#### [Required work]
Write out exactly the lines from the one containing "## What does this PR do?" through the last line of the records below, including both.

Collected data:
******

PR #1794, opened 2025-05-11
react-textarea: Fixed useless div in Body

kachurun:
## What does this PR do?

This PR primarily fixes the issue where the react-textarea component was injecting **an unnecessary div into the body**.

******

#### [Task result]
## What does this PR do?

This PR primarily fixes the issue where the react-textarea component was injecting **an unnecessary div into the body**.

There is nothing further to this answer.